• What the task asks
For every line in the data below that contains "early", copy the line.
####################
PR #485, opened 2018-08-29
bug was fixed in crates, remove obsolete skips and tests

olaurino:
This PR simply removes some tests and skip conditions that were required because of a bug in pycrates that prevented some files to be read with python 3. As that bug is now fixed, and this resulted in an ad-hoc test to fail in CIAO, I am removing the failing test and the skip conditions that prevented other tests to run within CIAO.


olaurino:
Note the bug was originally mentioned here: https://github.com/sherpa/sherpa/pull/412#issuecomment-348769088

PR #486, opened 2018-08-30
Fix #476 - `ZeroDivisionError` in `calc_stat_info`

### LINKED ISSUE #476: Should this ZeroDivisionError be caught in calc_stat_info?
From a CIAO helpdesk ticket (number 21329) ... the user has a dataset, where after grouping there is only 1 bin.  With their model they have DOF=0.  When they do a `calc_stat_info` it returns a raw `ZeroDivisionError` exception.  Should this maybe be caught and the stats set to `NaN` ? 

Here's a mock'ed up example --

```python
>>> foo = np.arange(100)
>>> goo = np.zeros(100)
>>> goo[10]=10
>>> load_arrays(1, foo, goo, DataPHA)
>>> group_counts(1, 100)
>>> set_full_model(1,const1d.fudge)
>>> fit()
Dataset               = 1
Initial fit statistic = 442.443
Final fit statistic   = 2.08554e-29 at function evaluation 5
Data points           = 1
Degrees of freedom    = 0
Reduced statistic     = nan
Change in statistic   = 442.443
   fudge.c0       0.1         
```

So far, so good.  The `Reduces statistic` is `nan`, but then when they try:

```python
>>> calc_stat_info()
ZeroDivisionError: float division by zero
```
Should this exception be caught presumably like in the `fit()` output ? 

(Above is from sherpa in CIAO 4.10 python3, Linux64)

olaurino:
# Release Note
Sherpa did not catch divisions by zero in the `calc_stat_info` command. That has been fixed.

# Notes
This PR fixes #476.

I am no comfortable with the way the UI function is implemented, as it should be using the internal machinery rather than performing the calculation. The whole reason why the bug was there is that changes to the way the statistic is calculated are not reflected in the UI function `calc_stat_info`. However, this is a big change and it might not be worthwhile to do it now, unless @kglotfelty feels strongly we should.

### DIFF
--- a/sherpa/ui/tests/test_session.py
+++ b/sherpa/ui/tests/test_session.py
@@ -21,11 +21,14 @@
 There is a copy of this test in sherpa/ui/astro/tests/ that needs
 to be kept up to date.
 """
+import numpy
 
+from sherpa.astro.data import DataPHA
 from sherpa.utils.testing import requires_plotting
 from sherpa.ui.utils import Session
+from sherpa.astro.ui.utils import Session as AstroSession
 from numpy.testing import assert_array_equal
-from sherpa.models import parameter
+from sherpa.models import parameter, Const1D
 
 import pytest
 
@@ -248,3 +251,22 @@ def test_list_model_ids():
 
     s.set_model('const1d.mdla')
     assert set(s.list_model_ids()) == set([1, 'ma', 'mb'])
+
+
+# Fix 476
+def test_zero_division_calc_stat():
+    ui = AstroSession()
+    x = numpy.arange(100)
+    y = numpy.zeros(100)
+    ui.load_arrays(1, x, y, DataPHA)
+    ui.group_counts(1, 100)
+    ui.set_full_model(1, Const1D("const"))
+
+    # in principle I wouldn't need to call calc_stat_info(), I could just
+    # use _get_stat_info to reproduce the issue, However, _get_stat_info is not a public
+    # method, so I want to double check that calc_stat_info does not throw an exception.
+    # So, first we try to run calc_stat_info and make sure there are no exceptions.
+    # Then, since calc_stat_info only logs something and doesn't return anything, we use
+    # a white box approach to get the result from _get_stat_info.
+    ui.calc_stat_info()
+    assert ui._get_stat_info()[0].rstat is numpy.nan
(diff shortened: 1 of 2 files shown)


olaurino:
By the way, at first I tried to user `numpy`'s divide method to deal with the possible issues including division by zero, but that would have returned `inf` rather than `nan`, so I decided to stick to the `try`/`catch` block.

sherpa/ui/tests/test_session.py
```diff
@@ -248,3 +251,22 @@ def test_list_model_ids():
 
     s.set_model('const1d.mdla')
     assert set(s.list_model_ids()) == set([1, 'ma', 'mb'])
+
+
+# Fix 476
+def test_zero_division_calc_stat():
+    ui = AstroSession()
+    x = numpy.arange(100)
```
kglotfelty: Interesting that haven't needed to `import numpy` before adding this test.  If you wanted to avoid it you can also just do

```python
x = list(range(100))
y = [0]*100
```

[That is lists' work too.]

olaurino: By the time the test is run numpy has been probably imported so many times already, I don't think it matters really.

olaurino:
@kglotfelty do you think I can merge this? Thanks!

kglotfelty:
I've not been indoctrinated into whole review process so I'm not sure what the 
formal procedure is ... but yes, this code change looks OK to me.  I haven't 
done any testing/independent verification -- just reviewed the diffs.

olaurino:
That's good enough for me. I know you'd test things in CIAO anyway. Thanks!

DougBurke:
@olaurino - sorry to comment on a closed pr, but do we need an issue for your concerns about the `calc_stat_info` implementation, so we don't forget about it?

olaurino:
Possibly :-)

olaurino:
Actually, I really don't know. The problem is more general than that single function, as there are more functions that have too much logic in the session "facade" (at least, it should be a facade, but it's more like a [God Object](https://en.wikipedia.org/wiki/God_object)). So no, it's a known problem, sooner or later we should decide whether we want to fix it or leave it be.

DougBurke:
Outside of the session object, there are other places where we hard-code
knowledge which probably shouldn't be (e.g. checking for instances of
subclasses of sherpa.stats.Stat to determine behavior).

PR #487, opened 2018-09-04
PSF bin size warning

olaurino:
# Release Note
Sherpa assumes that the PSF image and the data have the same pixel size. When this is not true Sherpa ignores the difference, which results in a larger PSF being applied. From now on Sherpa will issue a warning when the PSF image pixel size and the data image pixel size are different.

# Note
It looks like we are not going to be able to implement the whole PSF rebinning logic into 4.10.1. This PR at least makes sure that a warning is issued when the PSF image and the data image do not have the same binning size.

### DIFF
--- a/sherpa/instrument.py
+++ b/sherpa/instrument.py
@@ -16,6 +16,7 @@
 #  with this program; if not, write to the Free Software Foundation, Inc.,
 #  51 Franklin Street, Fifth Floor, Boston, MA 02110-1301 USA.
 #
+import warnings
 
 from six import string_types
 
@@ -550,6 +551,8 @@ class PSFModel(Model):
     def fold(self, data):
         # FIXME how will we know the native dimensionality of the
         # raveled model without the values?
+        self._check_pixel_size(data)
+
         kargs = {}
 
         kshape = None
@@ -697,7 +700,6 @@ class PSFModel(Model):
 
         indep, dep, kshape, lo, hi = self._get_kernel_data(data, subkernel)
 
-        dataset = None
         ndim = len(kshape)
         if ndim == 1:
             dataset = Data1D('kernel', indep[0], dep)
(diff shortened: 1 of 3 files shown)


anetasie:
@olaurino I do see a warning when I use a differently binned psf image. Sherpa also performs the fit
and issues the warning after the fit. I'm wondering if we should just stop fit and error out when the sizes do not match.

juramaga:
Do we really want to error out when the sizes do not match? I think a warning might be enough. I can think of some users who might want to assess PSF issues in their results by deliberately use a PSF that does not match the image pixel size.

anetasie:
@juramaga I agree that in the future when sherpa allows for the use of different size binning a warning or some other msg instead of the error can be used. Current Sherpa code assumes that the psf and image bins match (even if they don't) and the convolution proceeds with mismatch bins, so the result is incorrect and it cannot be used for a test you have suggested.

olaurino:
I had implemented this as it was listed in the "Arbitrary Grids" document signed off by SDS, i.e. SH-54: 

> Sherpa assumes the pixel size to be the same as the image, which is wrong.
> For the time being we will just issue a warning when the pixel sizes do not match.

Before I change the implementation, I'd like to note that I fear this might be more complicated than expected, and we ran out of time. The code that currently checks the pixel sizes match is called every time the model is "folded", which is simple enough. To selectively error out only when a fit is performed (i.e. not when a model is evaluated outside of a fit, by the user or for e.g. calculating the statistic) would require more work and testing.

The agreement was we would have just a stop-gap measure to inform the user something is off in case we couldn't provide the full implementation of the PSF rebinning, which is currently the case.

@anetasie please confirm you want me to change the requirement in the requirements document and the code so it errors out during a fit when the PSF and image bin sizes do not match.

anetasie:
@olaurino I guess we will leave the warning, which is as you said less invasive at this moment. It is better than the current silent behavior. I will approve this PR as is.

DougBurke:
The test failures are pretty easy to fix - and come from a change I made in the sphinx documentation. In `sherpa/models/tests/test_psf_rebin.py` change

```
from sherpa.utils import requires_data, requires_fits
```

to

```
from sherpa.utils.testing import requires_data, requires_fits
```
####################
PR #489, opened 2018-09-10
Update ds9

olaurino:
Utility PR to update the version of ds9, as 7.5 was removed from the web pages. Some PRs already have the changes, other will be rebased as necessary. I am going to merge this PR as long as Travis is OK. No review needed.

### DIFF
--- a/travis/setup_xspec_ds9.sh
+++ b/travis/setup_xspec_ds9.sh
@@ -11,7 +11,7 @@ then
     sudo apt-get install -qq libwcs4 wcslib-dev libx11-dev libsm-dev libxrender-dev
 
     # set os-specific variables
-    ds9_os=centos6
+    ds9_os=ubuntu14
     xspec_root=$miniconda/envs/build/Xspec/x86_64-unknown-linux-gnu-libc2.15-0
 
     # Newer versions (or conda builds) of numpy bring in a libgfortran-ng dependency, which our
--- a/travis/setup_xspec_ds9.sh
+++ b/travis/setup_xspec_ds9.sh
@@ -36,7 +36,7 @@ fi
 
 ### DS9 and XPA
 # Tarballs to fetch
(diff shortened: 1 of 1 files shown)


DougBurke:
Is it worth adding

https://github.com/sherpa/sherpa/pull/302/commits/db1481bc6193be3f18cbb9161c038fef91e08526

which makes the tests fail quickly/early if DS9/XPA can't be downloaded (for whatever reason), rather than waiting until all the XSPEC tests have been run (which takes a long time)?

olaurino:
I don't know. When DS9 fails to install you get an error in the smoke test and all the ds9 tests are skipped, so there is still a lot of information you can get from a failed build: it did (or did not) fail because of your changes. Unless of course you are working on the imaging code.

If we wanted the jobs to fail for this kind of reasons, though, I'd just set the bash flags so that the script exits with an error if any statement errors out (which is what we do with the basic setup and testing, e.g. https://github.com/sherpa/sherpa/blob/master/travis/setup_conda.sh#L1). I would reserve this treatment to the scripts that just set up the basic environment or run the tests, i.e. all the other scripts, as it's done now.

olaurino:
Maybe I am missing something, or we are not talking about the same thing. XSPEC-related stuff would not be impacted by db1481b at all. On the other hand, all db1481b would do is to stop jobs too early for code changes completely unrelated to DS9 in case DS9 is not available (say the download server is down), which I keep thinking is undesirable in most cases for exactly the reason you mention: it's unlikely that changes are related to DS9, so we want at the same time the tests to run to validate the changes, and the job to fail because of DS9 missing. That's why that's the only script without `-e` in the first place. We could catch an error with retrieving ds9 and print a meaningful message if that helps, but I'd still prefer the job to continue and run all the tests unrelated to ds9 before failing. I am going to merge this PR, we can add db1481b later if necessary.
####################
• Result for this exercise
which makes the tests fail quickly/early if DS9/XPA can't be downloaded (for whatever reason), rather than waiting until all the XSPEC tests have been run (which takes a long time)?
Maybe I am missing something, or we are not talking about the same thing. XSPEC-related stuff would not be impacted by db1481b at all. On the other hand, all db1481b would do is to stop jobs too early for code changes completely unrelated to DS9 in case DS9 is not available (say the download server is down), which I keep thinking is undesirable in most cases for exactly the reason you mention: it's unlikely that changes are related to DS9, so we want at the same time the tests to run to validate the changes, and the job to fail because of DS9 missing. That's why that's the only script without `-e` in the first place. We could catch an error with retrieving ds9 and print a meaningful message if that helps, but I'd still prefer the job to continue and run all the tests unrelated to ds9 before failing. I am going to merge this PR, we can add db1481b later if necessary.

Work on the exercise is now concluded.